German writes compound nouns without spaces (e.g.,
Computerlinguistik `computational linguistics';
Lebensversicherungsgesellschaftsangestellter
`life insurance company employee'). Retrieval systems for German greatly benefit
from the use of a compound-splitter module, which is usually implemented
by seeing if a word can be subdivided into multiple words that appear in a
vocabulary.
This phenomenon reaches its limit
case with major East Asian Languages (e.g., Chinese, Japanese, Korean,
and Thai), where text is written without any spaces between words. An
example is shown in Figure 2.3 . One approach here is to
perform word segmentation as prior linguistic processing.
Methods of word segmentation vary from having a large
vocabulary and taking the longest vocabulary match with some heuristics
for unknown words to the use of machine learning sequence models, such
as hidden Markov models or conditional random fields, trained over
hand-segmented words (see the references in Section 2.5 ).

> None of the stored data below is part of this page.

PR #27455, opened 2025-11-26
Support prefetch & stale time for S3 web identity provider

jirislav:
## Description

When `s3.use-web-identity-token-credentials-provider` is configured, then the WebIdentityTokenFileCredentialsProvider is used in AWS SDK to communicate with S3. This provider supports [specifying the prefetchTime & staleTime](https://docs.aws.amazon.com/sdk-for-java/latest/developer-guide/credential-caching.html) (by default [it's 5 & 1 minute](https://sdk.amazonaws.com/java/api/latest/software/amazon/awssdk/services/sts/auth/StsCredentialsProvider.BaseBuilder.html#staleTime(java.time.Duration))).

Why is this important? Well, because when we presign an S3 URL (e.g. for Trino client to retrieve the data using the spooling protocol), the attached token will be valid only for as long, as is the remaining validity time of the temporary token that was used to sign the URL. For example, if the MaxSessionDuration in AWS IAM role is kept to it's default 1 hour, then what happens is that every hour new temporary credentials need to be fetched. If prefetch time is 5 minutes (and stale time 1 minute), then the worst-case scenario is that every hour the Trino clients might experience the `ExpiredToken` exception when downloading the spooled segments from a signed S3 url later than 1-5 minutes since their creation.

This issue is even worse in case some Trino workers finish their job early, upload their segments to S3, sign them, but then the Trino client still needs to wait for all the remaining workers to finish their part, which might take several more minutes. So if the query is executed just before the session is about to expire, then the clients running such heavy queries are almost guaranteed to experience the `ExpiredToken` exception.

## Release notes

Release notes are required. Please propose a release note for me.


chenjian2664:
@wendigo @electrum

findepi:
> then the worst-case scenario is that every hour the Trino clients might experience the `ExpiredToken` exception when downloading the spooled segments from a signed S3 url later than 1-5 minutes since their creation.

This sounds wrong. If i understand correctly, such an undesired situation happens under AWS's and Trino's default configuration.
We should improve out of the box behavior for such case. For example, trigger token refresh earlier than just 5 minutes before expiration. 

I understand a code change is needed for that.
I am not convinced yet, new configuration toggles are needed too.

jirislav:
> We should improve out of the box behavior for such case. For example, trigger token refresh earlier than just 5 minutes before expiration.

I agree with improving the out of the box behavior. However, it is not straightforward to define a universal configuration that would work for everyone.

For example, we might decide to use 30 minutes prefetch time with 25 minutes stale time. But then, queries running longer than that still might experience permission issues when attempting to download a segment from S3 that was presigned with now expired token.

Additionally, Trino itself has no information about the IAM role's session refresh interval. [The default (as well as the minimum) is 1h](https://docs.aws.amazon.com/singlesignon/latest/userguide/howtosessionduration.html), with maximum configurable interval being 12h. Now I honestly don't know what would happen in case the stale time would be bigger than the token refresh interval. Worst case scenario could be constant token refresh, resulting in rate limiting the presign requests, maybe even inability to interact with S3.

For that reason, it probably makes sense to keep it under 1h, but also not too close to the 1h, because then we would be essentially hitting the refresh every few minutes, which might be throttled.

> I understand a code change is needed for that.
I am not convinced yet, new configuration toggles are needed too. 

I would prefer to let people control the behavior, because they might be purposefully running very heavy queries, maybe even spanning several hours of wall time.

findepi:
> Additionally, Trino itself has no information about the IAM role's session refresh interval. [The default (as well as the minimum) is 1h](https://docs.aws.amazon.com/singlesignon/latest/userguide/howtosessionduration.html),

That's very comfortable if default and minimum validity time are the same.
This means that, if we make Trino work under default IAM's configuration (which is most strict), it should be expected to work under all other options (which are more relaxed).

> For example, we might decide to use 30 minutes prefetch time with 25 minutes stale time. But then, queries running longer than that still might experience permission issues when attempting to download a segment from S3 that was presigned with now expired token.

We are talking about client protocol spooling to S3, right?
It would expect it to work with queries longer than 1 hour, without need to change AWS IAM configuration.
Query time should, in fact, be of no relevance here. What matters is the time between spooled fragment is closed by the writer (worker node) and it's opened by the reader (the client).
Now, what matters is client ability to download the spooled chunks.

For "a very slow" client this would take "a very long time". If a client is unable to download query results in ⩽30 minutes[^1], then I would say `COORDINATOR_STORAGE_REDIRECT` should be used instead of `STORAGE`. 
Base on this PR description, this is not your case though.

> This issue is even worse in case some Trino workers finish their job early, upload their segments to S3, sign them, but then the Trino client still needs to wait for all the remaining workers to finish their part, which might take several more minutes. 

This sounds like ~a bug~ something we should fix? It's definitely not desirable for a worker to write spooled client data to S3, compute pre-signed URL and then sit on it for inordinate amount of time. These URLs should be flushed down the processing pipeline as soon as they are ready.



[^1]: 30 minutes was derived as half of IAM's default (and minimum) token validity time of 1 hour. It's assumed that refreshing a token when remaining validity is 30 minutes won't be abusive. It is just 2x more frequent than once per 1h refresh which is clearly insufficient. And remaining 30 minutes of freshness might be enough.

findepi:
cc @wendigo @electrum

findepi:
it sounds like this PR addresses a rather important problem
it's sad it gone stale.

> Why is this important? Well, because when we presign an S3 URL (e.g. for Trino client to retrieve the data using the spooling protocol), the attached token will be valid only for as long, as is the remaining validity time of the temporary token that was used to sign the URL. [...] then the worst-case scenario is that every hour the Trino clients might experience the `ExpiredToken` exception when downloading the spooled segments from a signed S3 url later than 1-5 minutes since their creation.

@jirislav would you mind filing a separate issue describing the problem in detail?
Think could help elevate importance of this change. The PR title is just a solution (normal for PR titles) and doesn't directly indicate the problem it's addressing.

Since there are multiple possible segmentations of character sequences
(see Figure 2.4 ), all such methods make mistakes sometimes, and so
you are never guaranteed a consistent unique tokenization. The other
approach is to abandon word-based indexing and to do all indexing via
just short subsequences of characters (character -grams), regardless of
whether particular sequences cross word boundaries or not. Three reasons
why this approach is appealing are that an individual Chinese character
is more like a syllable than a letter and usually has some semantic
content, that most words are short (the commonest length is 2
characters), and that, given the lack of
standardization of word breaking in the writing system, it is not always
clear where word boundaries should be placed anyway. Even in English,
some cases of where to put word boundaries are just orthographic
conventions - think of notwithstanding vs. not to mention
or into vs. on to - but people are educated to write the
words with consistent use of spaces.